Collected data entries
PR #652, opened 2024-05-31
Plug&Charge authorization in case OCSP can not be generated

Pietfried:
## Describe your changes
Without this change, a Plug&Charge authorization request failed when the OCSP could not be generated, e.g. because the contract certificate chain did not contain any OCSP extension. Those contract certificates exist in the real world. This commit changes the behavior in case no OCSP data could be generated. If CentralContractValidationAllowed is true, the certificate is send as part of the Authorize.req instead of rejecting the request directly.

### DIFF
--- a/lib/ocpp/v16/charge_point_impl.cpp
+++ b/lib/ocpp/v16/charge_point_impl.cpp
@@ -2970,7 +2970,15 @@ ocpp::v201::AuthorizeResponse ChargePointImpl::data_transfer_pnc_authorize(
                     forward_to_csms = true;
                 } else {
                     EVLOG_warning << "Online: OCSP data could not be generated";
-                    authorize_response.idTokenInfo.status = ocpp::v201::AuthorizationStatusEnum::Invalid;
+                    if (central_contract_validation_allowed) {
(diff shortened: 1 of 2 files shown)


lib/ocpp/v16/charge_point_impl.cpp
```diff
@@ -2970,7 +2970,15 @@ ocpp::v201::AuthorizeResponse ChargePointImpl::data_transfer_pnc_authorize(
                     forward_to_csms = true;
                 } else {
                     EVLOG_warning << "Online: OCSP data could not be generated";
-                    authorize_response.idTokenInfo.status = ocpp::v201::AuthorizationStatusEnum::Invalid;
+                    if (central_contract_validation_allowed) {
+                        EVLOG_info << "Online: OCSP data could not be generated. Pass contract validation to CSMS";
+                        authorize_req.certificate = certificate.value();
+                        forward_to_csms = true;
```
mennodegraaf, line 2976: In the OCPP2.0.1 implementation this is called `forwarded_to_csms`

mennodegraaf (approved):
The changes look very straightforward

hikinggrass (approved):

PR #664, opened 2024-06-07
Add device model interface and use that for testing

marcemmers:

### DIFF
--- a/include/ocpp/v201/device_model.hpp
+++ b/include/ocpp/v201/device_model.hpp
@@ -128,8 +128,8 @@ public:
     ///                        otherwise only non read-only variables can be changed. Defaults to false
     /// \return Result of the requested operation
     virtual SetVariableStatusEnum set_value(const Component& component_id, const Variable& variable_id,
-                                    const AttributeEnum& attribute_enum, const std::string& value,
-                                    const bool allow_read_only = false) = 0;
+                                            const AttributeEnum& attribute_enum, const std::string& value,
+                                            const bool allow_read_only = false) = 0;
 
     /// \brief Sets the variable_id attribute \p value specified by \p component_id , \p variable_id and \p
     /// attribute_enum for read only variables only. Only works on certain allowed components.
@@ -139,13 +139,15 @@ public:
     /// \param value
     /// \return Result of the requested operation
     virtual SetVariableStatusEnum set_read_only_value(const Component& component_id, const Variable& variable_id,
-                                              const AttributeEnum& attribute_enum, const std::string& value) = 0;
+                                                      const AttributeEnum& attribute_enum,
+                                                      const std::string& value) = 0;
 
     /// \brief Gets the VariableMetaData for the given \p component_id and \p variable_id
     /// \param component_id
     /// \param variable_id
     /// \return VariableMetaData or std::nullopt if \p component_id or \p variable_id not present
-    virtual std::optional<VariableMetaData> get_variable_meta_data(const Component& component_id, const Variable& variable_id) = 0;
+    virtual std::optional<VariableMetaData> get_variable_meta_data(const Component& component_id,
+                                                                   const Variable& variable_id) = 0;
 
     /// \brief Gets the ReportData for the specifed filter \p report_base \p component_variables and \p
     /// component_criteria
@@ -161,9 +163,9 @@ public:
     /// \param component_variables
     /// \param component_criteria
     /// \return
-    virtual std::vector<ReportData>
-    get_custom_report_data(const std::optional<std::vector<ComponentVariable>>& component_variables = std::nullopt,
-                           const std::optional<std::vector<ComponentCriterionEnum>>& component_criteria = std::nullopt) = 0;
+    virtual std::vector<ReportData> get_custom_report_data(
+        const std::optional<std::vector<ComponentVariable>>& component_variables = std::nullopt,
+        const std::optional<std::vector<ComponentCriterionEnum>>& component_criteria = std::nullopt) = 0;
 
     /// \brief Check data integrity of the device model provided by the device model data storage:
     /// For "required" variables, assert values exist. Checks might be extended in the future.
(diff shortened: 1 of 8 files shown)


hikinggrass (approved):

include/ocpp/v201/device_model.hpp
```diff
@@ -168,46 +127,118 @@ class DeviceModel {
...
     /// \param report_base
     /// \param component_variables
     /// \param component_criteria
     /// \return
-    std::vector<ReportData>
-    get_custom_report_data(const std::optional<std::vector<ComponentVariable>>& component_variables = std::nullopt,
-                           const std::optional<std::vector<ComponentCriterionEnum>>& component_criteria = std::nullopt);
+    virtual std::vector<ReportData> get_custom_report_data(
+        const std::optional<std::vector<ComponentVariable>>& component_variables = std::nullopt,
+        const std::optional<std::vector<ComponentCriterionEnum>>& component_criteria = std::nullopt) = 0;
```
a-w50, line 168: Is it really necessary to transfer an optional `std::vector` instead of just passing an empty vector?

include/ocpp/v201/device_model.hpp
```diff
@@ -168,46 +127,118 @@ class DeviceModel {
...
+    /// a value for the given parameters can be requested. If it can be requested it will be retrieved from the device
+    /// model storage and the given \p value will be set to the value that was retrieved
+    /// \param component_id
+    /// \param variable_id
+    /// \param attribute_enum
+    /// \param value string reference to value: will be set to requested value if value is present
+    /// \param allow_write_only true to allow a writeOnly value to be read.
+    /// \return GetVariableStatusEnum that indicates the result of the request
+    virtual GetVariableStatusEnum request_value_internal(const Component& component_id, const Variable& variable_id,
+                                                         const AttributeEnum& attribute_enum, std::string& value,
```
a-w50, line 185: Would return the `value` by value, instead of passing by value.

include/ocpp/v201/device_model.hpp
```diff
@@ -168,46 +127,118 @@ class DeviceModel {
...
+/// functionality to support the use cases defined in the functional block Provisioning
+class DeviceModel : public DeviceModelInterface {
+
+private:
+    DeviceModelMap device_model;
+    std::unique_ptr<DeviceModelStorage> storage;
+
+    GetVariableStatusEnum request_value_internal(const Component& component_id, const Variable& variable_id,
+                                                 const AttributeEnum& attribute_enum, std::string& value,
+                                                 bool allow_write_only) override;
```
a-w50, line 199: Depending on whether this `DeviceModel` class should be derived from again or not, it might be better to use `final` instead of `override` here and following.
Furthermore, the `DeviceModel` implementation could be moved into a separate header file if implementation details should not leak into the `DeviceModelInterface`

include/ocpp/v201/smart_charging.hpp
```diff
@@ -47,15 +47,15 @@ std::ostream& operator<<(std::ostream& os, const ProfileValidationResultEnum val
...
+    std::map<int32_t, std::shared_ptr<EvseInterface>>& evses;
 
     std::shared_ptr<ocpp::v201::DatabaseHandler> database_handler;
     // cppcheck-suppress unusedStructMember
     std::map<int32_t, std::vector<ChargingProfile>> charging_profiles;
     std::vector<ChargingProfile> station_wide_charging_profiles;
 
 public:
-    explicit SmartChargingHandler(std::map<int32_t, std::unique_ptr<EvseInterface>>& evses);
+    explicit SmartChargingHandler(std::map<int32_t, std::shared_ptr<EvseInterface>>& evses);
```
a-w50, line 58: Is there any reason why `explicit` is used here?

include/ocpp/v201/smart_charging.hpp
```diff
@@ -47,15 +47,15 @@ std::ostream& operator<<(std::ostream& os, const ProfileValidationResultEnum val
 /// to calculate the composite schedules
 class SmartChargingHandler {
 private:
-    std::map<int32_t, std::unique_ptr<EvseInterface>>& evses;
+    std::map<int32_t, std::shared_ptr<EvseInterface>>& evses;
```
a-w50, line 50: Creating a type alias for this type here like `using EvseMap = std::map<int32_t, std::unique_ptr<EvseInterface>>` and using it might make the code more readable.

a-w50: Is there any reason, why changing from `std::unique_ptr` to `std::shared_ptr`?

a-w50 (commented):
Just some notes/questions

include/ocpp/v201/device_model.hpp
marcemmers: I did not really touch or change the functions, I only made an interface for it. So while the comment might be valid I think it is out of scope for this PR so I will not look into it. I will resolve this conversation and also some others which are similar.

include/ocpp/v201/device_model.hpp
marcemmers: Currently I don't think there is a reason to derive from `DeviceModel` again but I also don't see a reason to prohibit it by using final.

As for the interface. The only reason we are doing that is to be able to mock it. Not really to not leak implementation detail so that is why we have been using the interfaces in the same file as the header.

include/ocpp/v201/smart_charging.hpp
marcemmers: I have another change in progress that gets rid of the `map<int, unique_ptr<EvseInterface>>` thing by using a different class to manage the Evse since I think this map exposes way more than needed. So I don't see the need to change the map right now. It is a good suggestion otherwise.

As for the shared ptr, it's to make mocking easier since the test driver can access the `EvseMock` as well as inject it into the `SmartChargingHandler`. This will probably also change with the above mentioned PR.

include/ocpp/v201/device_model.hpp
a-w50: I see your point.  Still I think, if creating a now an abstract interface for the device model class, it would make sense to rethink some of its interface.  Doing this later on would be at least 3 times the work (abstract interface, implementation and mock).

include/ocpp/v201/smart_charging.hpp
a-w50: I had a similar issue, but usually then the unit test is not written properly (I guess it is about the lifetime right? The unit test just creates evse's and forgets about them - they should be part of the unit tests context - you might want to do assertions on them later on anyway and pass them via `std::ref` do the map).  In general I wouldn't make any compromises on the ownership of objects (shared vs. unique) in the code, just to make it easier to write unit tests.
But depending on the PR you're mentioning, this problem might be gone by then.

marcemmers: For reference, the PR i was talking about is here: https://github.com/EVerest/libocpp/pull/668

I will update this one after that one is merged.

maaikez: Well as you know, I really don't like changing code just for unittests. It makes things more complex to understand and read in my opinion.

#### Assignment
Pull out all lines in the data above that include "storage".

#### Response to the task
     /// \brief Check data integrity of the device model provided by the device model data storage:
+    /// model storage and the given \p value will be set to the value that was retrieved
+    std::unique_ptr<DeviceModelStorage> storage;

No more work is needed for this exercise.